Could Dan have been any more deferential? And could Clinton have been any more smug?

The problem here is clear. After disgracing his office and the country, we left him standing to declare victory. And rub it in our faces.

There's an old saying: If you shoot at the king, don't miss. Normally that saying is about the fearful retribution that comes to the shooters. In this case the retribution comes in the form of a million dollar victory dance book tour. Take that, Republicans.

And now we have the spectacle of Bill Clinton saying on national TV in a softball interview with Rather that he views the Impeachment as a badge of honor because it was illegitimate and he beat it.

I place blame in a lot of places.

First and foremost, of course, is the President himself. As he said in his interview, "I never thought of resigning". Anybody with any decency would have thought about it. Anybody else would have realized that you don't have an inherent right to the office of the President of the United States and that if you betray the public trust in that office you should step aside. But no. Not this guy. He felt entitled to the office. And his staff defended everything he did. None of them resigned either even as he forced them out on camera to defend the indefensible.

I blame Ken Starr. Contrary to Clinton's allegations, Starr was not a religious zealot bent on bringing down a president.

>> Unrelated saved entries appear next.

PR #1288, opened 2021-05-05
Use hadolint from pre-commit

mathbunnyru:
Thanks to https://github.com/hadolint/hadolint/pull/523 we can use hadolint directly in `pre-commit`.

Downsides:
- being able to run hadolint on a specific image with `make` command. But it is actually still possible to run it via `pre-commit --run` flags.
- need to be running docker to run hadolint. But this project uses docker for basically everything, so this should not be a problem.

Upsides:
- 21 deletions in Makefile
- approximately 50 deletions in docs
- The setup is easier because there are no specific things for hadolint
- No hadolint binary in HOME (I didn't like this on my mac)
- Pre-commit hooks versions could be updated automatically (I will try to do it later)

### DIFF
--- a/.pre-commit-config.yaml
+++ b/.pre-commit-config.yaml
@@ -6,11 +6,11 @@ repos:
       - id: check-yaml
         files: .*\.(yaml|yml)$
   - repo: https://github.com/hadolint/hadolint.git
-    rev: v2.1.0
+    rev: v2.3.0
     hooks:
       - id: hadolint-docker
         # FIXME: remove after https://github.com/hadolint/hadolint/issues/628 is resolved
-        entry: hadolint/hadolint:v2.1.0 hadolint
+        entry: hadolint/hadolint:v2.3.0 hadolint
         exclude: Dockerfile.ppc64le|Dockerfile.ppc64le.patch
   - repo: https://github.com/adrienverge/yamllint.git
     rev: v1.26.1
--- a/.pre-commit-config.yaml
+++ b/.pre-commit-config.yaml
@@ -6,9 +6,11 @@ repos:
       - id: check-yaml
         files: .*\.(yaml|yml)$
   - repo: https://github.com/hadolint/hadolint.git
-    rev: v2.3.0
+    rev: v2.1.0
     hooks:
       - id: hadolint-docker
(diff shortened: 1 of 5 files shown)


mathbunnyru:
This is waiting for https://github.com/jupyter/docker-stacks/pull/1286 to be merged because there are same errors fixed in that PR and I don't want to have conflicts / do some work twice.

mathbunnyru:
I also noted a bug in the hadolint-docker, which won't allow us to use it because it is better to fix the version of hadolint docker image.

https://github.com/hadolint/hadolint/issues/628

.pre-commit-config.yaml
```diff
@@ -5,6 +5,13 @@ repos:
     hooks:
       - id: check-yaml
         files: .*\.(yaml|yml)$
+  - repo: https://github.com/hadolint/hadolint.git
+    rev: v2.1.0
```
romainx, line 9:
```suggestion
    rev: v2.3.0
```

.pre-commit-config.yaml
```diff
@@ -5,6 +5,13 @@ repos:
...
+    hooks:
+      - id: hadolint-docker
+        # FIXME: remove after https://github.com/hadolint/hadolint/issues/628 is resolved
+        entry: hadolint/hadolint:v2.1.0 hadolint
```
romainx, line 13:
```suggestion
        entry: hadolint/hadolint:v2.3.0 hadolint
```

.pre-commit-config.yaml
mathbunnyru: I will merge master after your PR merge and fix the version in two places.
Unfortunately, right now we need to specify version in two places.
One - for revision of the hook, second - for the docker hadolint used.

romainx (changes requested):
Hello,

Continuation of what we started together :smile:.
It's a good improvement and definitely the right solution.
I understand that for now we have to specify the version in two places, however it's not a big deal in comparison of all the stuff removed.

Thanks 🍰

romainx (approved):

romainx:
Merged thanks a lot ❤️

PR #1289, opened 2021-05-06
Update miniforge to 4.10.1 and python version to 3.9.2

mathbunnyru:
This is a follow up on https://github.com/jupyter/docker-stacks/pull/1286


romainx:
😆 You were against moving to python `3.9`.

mathbunnyru:
> 😆 You were against moving to python `3.9`.

No! :) :)

I didn't want us to move to python `3.9` without even noticing it.
I just wanted it to be explicitly visible.

I'm absolutely ok with moving, in a separate commit, which is easy to revert :)

romainx (approved):
Nothing to say, this test is perfect 😆

PR #1290, opened 2021-05-06
Removal of outdated ppc64le arch Dockerfile

consideRatio:
This PR reverts the addition of the way we at one point supported manual builds of a ppc64le architecture version of the Dockerfile's in this repo.

The key motivation for removing these are that these resources haven't been easy to keep maintained alongside the other files. By removing them, we can reduce maintenance burden and potentially enable a new solution to support building multiple architectures that is from a maintenance standpoint more sustainable.


mathbunnyru (changes requested):
https://github.com/jupyter/docker-stacks/blob/696d48cf898dfd7691a964cd1c487f7d6986c318/.pre-commit-config.yaml#L14

Please, remove this line as well.

mathbunnyru:
We need to be sure, that these files are not used by anyone else.
At least, they are not built right now by us in the CI, which is a good thing (for removal).

mathbunnyru:
The maintainer @ilsiyar-gaynutdinov-ibm hasn't been maintaining this since Dec 8, 2016 (this is his last commit).
There were some changes though by other people.

This is the original addition:
https://github.com/jupyter/docker-stacks/pull/305

consideRatio:
> We need to be sure, that these files are not used by anyone else.

I think this is more stringent than is reasonable to aim for, we just can't be sure. But, let's consider the content of the files.

This is from the Dockerfile.ppc64le.patch file removed.

```
+    'notebook==5.2.*' \
+    'jupyterhub==0.7.*' \
+    'jupyterlab==0.18.*'
```

This is from the Dockerfile.ppc64le

```
    'notebook=6.1.3' \
    'jupyterhub=1.1.0' \
    'jupyterlab=2.2.5' && \
```

This is from the main Dockerfile

```
    'notebook=6.3.0' \
    'jupyterhub=1.4.0' \
    'jupyterlab=3.0.14' && \
```

---

### History of changes

I've looked at the [git blame information of Dockerfile.ppc64le](https://github.com/jupyter/docker-stacks/blame/master/base-notebook/Dockerfile.ppc64le). Besides https://github.com/jupyter/docker-stacks/pull/1088 which was made a year ago, this file hasn't been updated for several years and it was non-functional at the time #1088 was created.

I suggest we settle for a heads up notification to the contributors to this file that we are cleaning up the repos logic in preparation to attempt implement a solution of providing additional architecture builds of the dockerfiles that is sustainable to maintain.

mathbunnyru:
Thanks for this investigation @consideRatio, it makes me much more sure we can (almost) safely delete these file 👍 

My opinion:
I do believe that having code like this that is not built/tested, uses patching, and not pushed to the official docker hub is not a good way to go if we want to maintain the project and I'm ok with deleting these files.

At the same time I do believe that we take some responsibility to try our best to reimplement multi-arch images.
I won't be able to write much of code myself (honestly, because, I'm not that interested in the arm images), but I will do PR reviews / try to help where I can and so on.

I want to hear from @romainx and @parente how they feel about this.

mathbunnyru (approved):

mathbunnyru:
And, to be honest, I wanted to send a PR exactly like this myself several days ago, but didn't have much time 😆

oskrdt:
I updated and tested the `base-notebook/Dockerfile.ppc64le` file a year ago when I had to make it work for Power architecture, and then pushed to DockerHub to `oskrdt/jupyter-base-notebook`. At least at that point I can confirm it was working... after that, I haven't done any update. It was useful for me at that time, but I'm not actively working on updating to the latest versions, so I understand the motivation to remove it. 
In the other hand, I didn't work with `base-notebook/Dockerfile.ppc64le.patch`, so I believe it might be broke. 
I would like to keep the ppc64le Dockerfile version for a open collaboration team, but we can keep the support internally in case you decide to remove it.
PD. Having multiple architecture support would be awesome.

consideRatio:
Thanks for the followup @oskrdt!

consideRatio:
Friendly ping to @romainx, what do you think?

romainx:
@consideRatio and @mathbunnyru sorry for the late answer.

My opinion

- This `Dockerfile` (and everything related) is obsolete and not maintained for a while
- This feature is undocumented
- If someone needs it, it could be restored from the history
- We will _shortly_ replace it with a great multi-arch image 😄 

So let's go for the big cleanup! 🚀

romainx (approved):
See my [comment](https://github.com/jupyter/docker-stacks/pull/1290#issuecomment-846201837).

consideRatio:
Wiee thanks for input @romainx!

Go for merge?

romainx:
Merged thanks !

PR #1292, opened 2021-05-06
Make css, json and yaml style identical

mathbunnyru:
As suggested by @consideRatio https://github.com/jupyter/docker-stacks/pull/1277#issuecomment-830701961 I tried `prettier` hook and it looks good and reasonable to add.
I will create a separate PR for the markdown file and after both PRs get merged it will be easy to add the hook itself.


consideRatio:
LGTM and make sense for me to have in this repo as well.

---

Off topic but while considering autoformatters: we have started using `black` systematically for python autoformatting within the JupyterHub org. Example [here](https://github.com/jupyterhub/zero-to-jupyterhub-k8s/blob/7a3d18606d7bd4573216302a8a8a7bab804defed/.pre-commit-config.yaml#L22-L27)

mathbunnyru:
> Off topic but while considering autoformatters: we have started using black systematically for python autoformatting within the JupyterHub org. Example here

I know about `black` but sometimes I don't like how it does things.
And, right now we already check the code with flake8, so everything is already quite beautiful.

So, I probably won't be adding it as a must myself, but if there are some serious advantages, then I think it might be OK to add `black`.

consideRatio:
> So, I probably won't be adding it as a must myself, but if there are some serious advantages, then I think it might be OK to add black.

I think the biggest advantage is less time spent on reviewing formatting aspects and a reduced risk for merge conflicts because someone formatted something unrelated in a PR and which another PR was changing as well. I don't consider it crucial at all so let's do nothing at this point.

parente (approved):

PR #1691, opened 2022-05-01
Better arm image for datascience-notebook

mathbunnyru:


mathbunnyru:
`datascience-notebook` is not built in CI (because of some illegal instruction under QEMU), but this build works fine on my M1 Mac, so this image will be better in the future when we start building it for arm.

PR #1696, opened 2022-05-02
Try to fix mamba under aarch64 QEMU by setting ENV G_SLICE=always-malloc

mathbunnyru:


maresb:
I added a few commits at #1697

maresb:
I also have a batch of 9 runs here: https://github.com/maresb/docker-stacks/actions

Starr was in fact, way too nice. Playing by the rules to an extreme that in fact let the President off the hook. Starr didn't even commit to doing this as his full time job, but kept defending other clients in court.

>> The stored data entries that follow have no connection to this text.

PR #1697, opened 2022-05-02
Proposed improvements for G_SLICE

maresb:


maresb:
Assuming this `G_SLICE=always-malloc` approach works, I want to tidy things up to make them ready to merge.

My logic here is simply that I don't understand what side-effects `G_SLICE=always-malloc` has, so I'd rather not impose it anywhere downstream, thus avoiding it as an `ENV`, and only using it on `aarch64`. The drawback is that anyone downstream who builds for `aarch64` with QEMU may face breakage, but it seems more likely to me that anyone building downstream is doing so without emulation.

Secondly, I don't think we need it on `base-notebook` since I've never seen the issue arise there.

maresb:
Good news, 9/9 of my runs make it to the "Checkout Wiki Repo" stage: https://github.com/maresb/docker-stacks/actions

So I believe this PR solves the problem.

More good news: it wasn't easy, but I managed to locally reproduce the hanging build on master by running overnight.

Instructions: in `scipy-notebook/Dockerfile`, add

```Dockerfile
FROM docker.io/jupyter/minimal-notebook@sha256:1979b6252a3f0e21d1bdc4654cd7482acc038baf301251a549d5f259d8c3fc33
```

Then in Bash run

```bash
for i in {1..100}; do echo "Run: $i"; sleep 15; docker buildx build  -t build-multi-tmp-cache/scipy-notebook:latest ./scipy-notebook --no-cache --build-arg OWNER=jupyter --platform "linux/arm64"; done
```

Hopefully with this I'll be able to figure out what's going on and get it fixed upstream so that we can remove these ugly workarounds ASAP.

mathbunnyru:
@maresb I squash-merged this to master, to make it easier to revert later.
Thank you!
Hope you (with mamba team, maybe) will be able to find the solution to this.

maresb:
Thanks @mathbunnyru! And I apologize for all the trouble this caused, I was really convinced before that the problem was solved.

Of course I blame all elected Democrats. It didn't matter what he did they weren't going to let him go down in flames. As long as he was defending the 3 core principles of the Democratic party (Abortion on demand, high taxes, loathing of the military) they would stuff principles to keep him in play. Need evidence? How about this: not one Democrat in the House or the Senate went to the evidence room during the Impeachment proceedings to view the boxes of evidence that Ken Starr or Impeachment Special Counsel David Shippers had collected and laid out for them. Not one. In spite of the oath they swore to do justice, looking at the actual evidence was beyond them. Did they know he was guilty? Of course they did. I refer you back to the "censure resolution" they proposed instead of impeachment. You can't read that document and conclude that Clinto was innocent. But the Demcrats tried to survive by spooning out the pap that his offenses "didn't rise to the level of an imeachable offense". Nonsense.

And most of all, I blame the Senate Republicans. They too refused to go look at the evidence. They made it clear that there was no way to get 67 votes for conviction on impeachment and they were covering their backsides. As David Shippers elegantly makes the case in his book, they sold out their fellow Republican House managers and tanked the trial. How disgusting was it when Arlen Specter voted "not proved" when push came to shove. I hold special contempt for him and the Senate Republicans who knew better and still voted no.

Only the House Republicans, and the 13 House Managers in particular lead by Henry Hyde, did their duty. Hats off to them.

And please spare me the Clinton victory tour.